# Waxstock 2023 dates?!



## gs_mick (5 mo ago)

Hi all does anyone know dates for this year’s Waxstock or if it’s happening? Seems really late in the day not to know dates for an event that is potentially only 6 months away and to ensure all the traders can book it in their calendars (I work in events and you normally promote the following year’s event at the previous event with early bird discount at etc.) Soms of us need to book time off work to go!

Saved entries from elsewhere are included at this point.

PR #53, opened 2021-12-08
Adrian Campos car_dealership_2111

adriancampos29:


lib/car.rb
```diff
@@ -0,0 +1,25 @@
+class Car
+  attr_reader :make, :model, :monthly_payment
```
kat3kasper, line 2: Since you made methods for `make` and `model` below you wouldn't add them to attr_reader. You only need to add attributes that don't have their own method. `monthly_payment` for example is good! You defined it in the initialize and then since you added it to attr_reader you can access it on a car. 

You should do the same thing for loan_length rather than creating a method for it like you are doing on line 17. 

```suggestion
  attr_reader :monthly_payment, :loan_length
```

spec/dealership_spec.rb
```diff
@@ -0,0 +1,14 @@
+require './lib/car'
+require './lib/dealership'
+
+RSpec.describe Dealership do
+  it 'exists' do
+    dealership = Dealership.new("Acme Auto", "123 Main Street")
+    expect(dealership.inventory). to eq([])
+  end
```
kat3kasper, line 8: Since you are tesing that "it exists", I would only test that the dealership is a correct type. Then I would test if it had an inventory separately:
```suggestion
  it 'exists' do
    dealership = Dealership.new("Acme Auto", "123 Main Street")
    expect(dealership).to be_a Dealership
  end
  
   it 'has an inventory' do
    dealership = Dealership.new("Acme Auto", "123 Main Street")
    expect(dealership.inventory).to eq([])
  end
```

lib/dealership.rb
```diff
@@ -0,0 +1,13 @@
...
+  attr_reader :inventory
+  def initialize(dealership, address)
+    @dealership = dealership
+    @address = address
+    @inventory = []
+  end
+
+  def inventory_count
+    0
+  end
```
kat3kasper, line 11: This is a start, but I would calculate the inventory_count from @inventory so:
```suggestion
  def inventory_count
    @inventory.length
  end
```

lib/dealership.rb
```diff
@@ -0,0 +1,13 @@
+class Dealership
+  attr_reader :inventory
+  def initialize(dealership, address)
+    @dealership = dealership
+    @address = address
+    @inventory = []
+  end
```
kat3kasper, line 7: It could be a little confusing to use `dealership` as a variable here. I might use `name` instead
```suggestion
  def initialize(name, address)
    @name = name
    @address = address
    @inventory = []
  end
```

lib/car.rb
```diff
@@ -0,0 +1,25 @@
...
+    @loan_length = loan_length
+  end
+
+  def make
+    @car.split.first
+  end
+
+  def model
+    @car.split.last
+  end
```
kat3kasper, line 15: Good job with these!

kat3kasper (commented):
Good starting effort Adrian. I really appreciated your git history with numerous commits to follow your process. Definitely keep that up! Unfortunately, you weren't able to get too far in the time allotted. I would practice object creation more so that you are able to get farther a bit faster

Anyone heard anything?


----------



## -Kev- (Oct 30, 2007)

Remember 2022? Whos ready to go bigger for our 2023 10th anniversary show?! | By Waxstock | Facebook


872 views, 65 likes, 10 loves, 26 comments, 6 shares, Facebook Watch Videos from Waxstock: Remember 2022? Whos ready to go bigger for our 2023 10th anniversary show?!




fb.watch


----------



## gs_mick (5 mo ago)

Oh Kev you’re amazing thanks!!!


----------



## Clean and Shiny (Mar 3, 2007)

We will be there


----------



## IvorB1H (6 mo ago)

Might drag my lad to this if we aren’t away …and lock up the credit card


----------



## DC_cambs (1 mo ago)

Is there a date for this ?


----------



## Peirre (Jun 29, 2015)

As it’s back to its original date it means it again clashes with other events that have already arranged to attend and so I can’t go to Waxstock


----------



## macca666 (Mar 30, 2010)

DC_cambs said:


> Is there a date for this ?


It's on the Waxstock website showing as 22 & 23 July 2023


----------